A quiet night at Susan’s after the Lava Rock

“I’m surprised you don’t have one.” [a cell phone]
“I don’t really need one. I’m either at home or in the office. So do you want to get a movie or not?”
“Might as well.” Walter stuffed his arms into the bumble-bee jacket, initially cold from being in the car.
“What do you want?” Susan asked, as she parked outside a video rental store.
“Something with war.” Seeing foxholes blow up might make him feel happier than being temporarily stuck in a more luxurious version of one not under attack, though he had gotten a chance to escape. But strength came through conflict. So he’d leave here very strong and better equipped to tackle retirement. Maybe why his subconscious had impelled him to come.

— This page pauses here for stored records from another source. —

PR #169, opened 2021-03-08
Improve JS compatibility

keremc:
## Summary of changes

* Use `batteries.unthreaded` (for the same reason as in goblint/cil#26)
* Update `batteries` to 3.2.0 since this is the first version with `batteries.unthreaded`. Update the lock file.
* Use `qcheck-core` instead of `qcheck` (`qcheck` brings in `ounit2`, which causes some issues in the browser)
* Since signals are not available in the browser, use a no-op timeout implementation there.
* `expressionEvaluation.ml`: Change the visibility of `query` and add some global mutable variables as hook points for Gobview
* `dune`: Split the executable target into a library & executable target.
   * Most modules are now part of `goblint.lib`.
   * All `Main*` modules belong to the executable target (with the exception of `Maingoblint`, which has a few useful functions).
   * Move the entry point of `Maingoblint` to `Goblint`


goblint.opam
```diff
@@ -17,9 +17,8 @@ depends: [
   "dune"
   "zarith_stubs_js"
   "goblint-cil"
-  "batteries"
-  "qcheck"
-  # "z3"
```
sim642, line 22: This Z3 comment should stay. Although I guess it can be annoying to keep around if the opam file is autogenerated.

src/dune
```diff
@@ -3,13 +3,27 @@
...
+
 (executables
   (names goblint maindomaintest) ; TODO: separate domaintest executable?
   (public_names goblint -)
   (modes native js) ; https://dune.readthedocs.io/en/stable/dune-files.html#linking-modes
-  (modules :standard \ apronDomain poly violationZ3)
-  (libraries goblint-cil.all-features batteries zarith_stubs_js qcheck) ; z3
+  (modules goblint mainarinc maindomaintest mainspec)
+  (libraries goblint.lib)
   (preprocess (staged_pps ppx_import ppx_deriving.std ppx_deriving_yojson ppx_distr_guards ocaml-monadic))
```
sim642, line 25: Do the ppx-s still need to be here at the executable if they're already used for the library?

src/util/timeout.ml
```diff
@@ -0,0 +1,22 @@
...
+end
+
+module Js = struct
+  let timeout f arg _ _ = f arg
+  (* TODO: Implement this *)
+end
+
+let timeout = match Sys.backend_type with
+| Other "js_of_ocaml" -> Js.timeout
+| _ -> Unix.timeout
```
sim642, line 22: These lines should be indented.

sim642 (changes requested):

src/maingoblint.ml
```diff
@@ -457,5 +457,6 @@ let main =
       with Exit -> exit 1
     )
 
-let _ =
-  at_exit main
+(* Moving this to the automatically generated goblint.ml. This is for compatibility with Gobview. *)
+(* let _ = *)
+(*   at_exit main *)
```
michael-schwarz, line 462: Maybe change comment to sth like:
```
(* Actual entry point is in auto-generated goblint.ml and is: *)
(* let _ = at_exit main *)
``` 
?

goblint.opam
keremc: Oops! Yeah, I generated the opam file with `dune build @install` and removed that line accidentally.

sim642 (approved):

PR #174, opened 2021-03-26
Re-enable some int domain tests with fixed ikinds

sim642:
This restores some property-based testing possibilities for int domains that now have ikinds. It's a partial fix though: instead of properly sampling arbitrary ikinds for each test, which requires bigger changes and extra consistency assumptions in the tests, I just added a functor, which fixes an ikind on an int domain for property-testing purposes.

I had to disable many ikinds (unsigned and long sizes) for property-testing though because they showed failures in `Interval` and `DefExc`. It could still be the fault of `arbitrary` implementations, which don't actually know which ikind they're generating for. Consistency is just ensured by casting to the tested ikind in the testing functor.

### DIFF
--- a/src/maindomaintest.ml
+++ b/src/maindomaintest.ml
@@ -67,6 +67,7 @@ let domains: (module Lattice.S) list = [
 let nonAssocDomains: (module Lattice.S) list = []
 
 let intDomains: (module IntDomainProperties.S) list = [
+  (module IntDomain.Interval);
   (* (module IntDomain.Flattened); *)
   (* (module IntDomain.Interval32); *)
   (* (module IntDomain.Booleans); *)
--- a/src/maindomaintest.ml
+++ b/src/maindomaintest.ml
@@ -66,8 +66,8 @@ let domains: (module Lattice.S) list = [
 
 let nonAssocDomains: (module Lattice.S) list = []
 
-let intDomains: (module IntDomain.IkindUnawareS) list = [
-  (module IntDomain.Flattened);
+let intDomains: (module IntDomainProperties.OldS) list = [
+  (* (module IntDomain.Flattened); *)
   (* (module IntDomain.Interval32); *)
   (* (module IntDomain.Booleans); *)
   (* (module IntDomain.CircInterval); *)
@@ -75,7 +75,7 @@ let intDomains: (module IntDomain.IkindUnawareS) list = [
   (* (module IntDomain.IntDomTuple); *)
 ]
 
-let nonAssocIntDomains: (module IntDomain.IkindUnawareS) list = [
+let nonAssocIntDomains: (module IntDomainProperties.OldS) list = [
   (* (module IntDomain.DefExc) *)
 ]
 
@@ -95,14 +95,14 @@ let nonAssocTestsuite =
   |> List.flatten
 let intTestsuite =
   List.map (fun d ->
-      let module D = (val d: IntDomain.IkindUnawareS) in
+      let module D = (val d: IntDomainProperties.OldS) in
       let module DP = IntDomainProperties.All (D) in
       DP.tests)
     intDomains
   |> List.flatten
 let nonAssocIntTestsuite =
   List.map (fun d ->
-      let module D = (val d: IntDomain.IkindUnawareS) in
+      let module D = (val d: IntDomainProperties.OldS) in
       let module DP = IntDomainProperties.AllNonAssoc (D) in
       DP.tests)
     nonAssocIntDomains
--- a/src/maindomaintest.ml
+++ b/src/maindomaintest.ml
@@ -80,15 +80,16 @@ let nonAssocIntDomains: (module IntDomainProperties.S) list = [
   (module IntDomain.DefExc);
 ]
 
+(* TODO: make arbitrary ikind part of domain test for better efficiency *)
 let ikinds: Cil.ikind list = [
-  (* TODO: enable more, takes very long and much memory... *)
-  (* IChar; *)
-  (* ISChar; *)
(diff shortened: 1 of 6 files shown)


src/maindomaintest.ml
```diff
@@ -66,46 +66,72 @@ let domains: (module Lattice.S) list = [
...
+  |> List.map (fun (d, ik) ->
+      let module D = (val d: IntDomainProperties.S) in
+      let module Ikind = struct let ikind () = ik end in
+      (module IntDomainProperties.WithIkind (D) (Ikind): IntDomainProperties.OldS)
+    )
 let intTestsuite =
-  List.map (fun d ->
-      let module D = (val d: IntDomain.IkindUnawareS) in
+  old_intdomains intDomains
+  |> List.concat_map (fun d ->
```
michael-schwarz, line 124: Which version of OCaml are we aiming at now? This is `Ocaml >= 4.10.0`.
In the CI we are pretending to check (but failing)  support for `4.07.1` too.
Is support for `4.07.1` something we want to abandon?

sim642: I guess this file could also `open Prelude`, which is our own and opens `Batteries`, which gives `List = BatList`, which should have `concat_map` regardless.

sim642: > In the CI we are pretending to check (but failing) support for `4.07.1` too.

Also, what do you mean by that?

michael-schwarz: No, `BatList` from the latest version (`batteries.3.3.0`) also does not have `concat_map` for `OCaml < 4.10.0`.
https://ocaml-batteries-team.github.io/batteries-included/hdoc2/BatList.html

sim642: Damn, that's sure some weird choice by Batteries to limit unnecessarily availability also by OCaml version. I guess I can revert to `map` and `concat` then.

michael-schwarz: > Also, what do you mean by that?

As evidenced by this PR, we do not really compile with `4.07.1`. We specify it in the Github actions

https://github.com/goblint/analyzer/blob/16497fa06d2059f2c3bde130da0bbb89b5a4d6c3/.github/workflows/tests.yml#L17-L19

but then our CI script uses the `pinned` file, installing the pinned version of OCaml.

sim642: If we want to still support 4.07 we should somehow fix the CI then, otherwise it's super misleading and pointless. I don't know how that would work with locking though.

So it seems easier to just ditch all the OCaml version stuff from the CI and just test the locked version. I don't have a reason for still supporting 4.07, but if someone does, I guess the safe thing then would be to have 4.07 locked instead. There's no use to locking 4.11 if none of the new features can be used.

Or I guess a mix of the two is also possible with the following CI configurations:
* Install locked dependencies (including OCaml)
* Install unlocked dependencies and OCaml 4.07
* Install unlocked dependencies and OCaml 4.11

michael-schwarz: Yes, I agree we should fix this.

**General considerations**
Ideally I was hoping to go for a setup like I have for CIL, where we just do everything via `opam` and `dune`.

https://github.com/goblint/cil/blob/60e9c5f77a7267591622b94c9be73555cc2881f1/.github/workflows/tests.yml

This is by far the cleanest and would also give us an indication if some package in an updated version is incompatible with Goblint such that we can put a constraint on the maximum version number of some package. Additional advantage is that testing multiple versions of OCaml is a breeze.

Downside is that we would not have reproduceable builds as the version of dependencies might change between runs.

**Now, as for support of 4.07.1 is concerned:** 
@jerhard needed this at some point for `earlybird`, but I guess `earylbird` now supports later versions? So maybe we can drop support for 4.07.1 now? However, I would still want to keep compatibility with some older versions (e.g. 4.09.1 now), because in my experience it sometimes takes time for e.g. the VSCode plugin (and the language server) to be adapted to a new version of merlin and it is annoying when such things break but you can't go back because Goblint uses new features.

sim642: I'll just replace these `List.concat_map`s for now, so we can merge this while still being 4.07 compatible.

We should probably move this CI fixing to a new issue. Cleaning up the CI procedures is something worth doing regardless of what minimum version we want to keep for now, because it's still `travis-ci.sh`...

sim642:
For whatever reason `Enums` doesn't seem to pass a bunch of tests, so I'll leave its testing commented out for now, but it can be compiled at least.

src/maindomaintest.ml
jerhard: >@jerhard needed this at some point for earlybird, but I guess earylbird now supports later versions? So maybe we can drop support for 4.07.1 now?

I used OCaml 4.07.1 for some time, to be able to use it together with `earlybird`, yes. Currently I use 4.11.1, so I don't rely on the compatibility with 4.07.1 anymore.
The last time I tried, I did not get `earlybird` to work with Goblint and the 4.11.1 compiler, however.

michael-schwarz: The issue is now tracked as #184.

jerhard:
>For whatever reason Enums doesn't seem to pass a bunch of tests, so I'll leave its testing commented out for now, but it can be compiled at least.

I had a look at it and made couple of fixes in the [intdomaintest_enable_enums](https://github.com/goblint/analyzer/tree/intdomaintest_enable_enums) branch. The domaintests now seem to work reliably for Enums, thus I re-enabled them.

We can either make a separate PR for these changes or I just push them here.

jerhard (approved):

sim642:
Thanks! I think I'll merge them into `intdomaintest` and then merge this PR since the tests that pass are better than no tests.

At home, during a reenactment of the invasion of Normandy, Walter began to feel seasick. Which, initially, he attributed to the high seas on Susan’s monster TV screen. Then he noticed the chandelier swaying as if a window was open, but noe was. “Are we having an earthquake?”
“No, why?”
Walter pointed to her light fixture.
“Oh. It’s windy. We’re swaying.”
Walter’s heart rate about tripled and he clutched the arms of the chair even though, logically, grasping onto a piece of furniture wouldn’t save his ass if the building toppled. Susan set a bowl of popcorn on the coffee table.
“See?”
It inched back and forth across the glass. Walter struggled not throw up, more from imagining what could result from the motion than from the motion itself. “You must have your mother’s death wish if you don’t care about plunging thirty floors down.”
“It’s simple engineering. No high rise has collapsed from wind yet.”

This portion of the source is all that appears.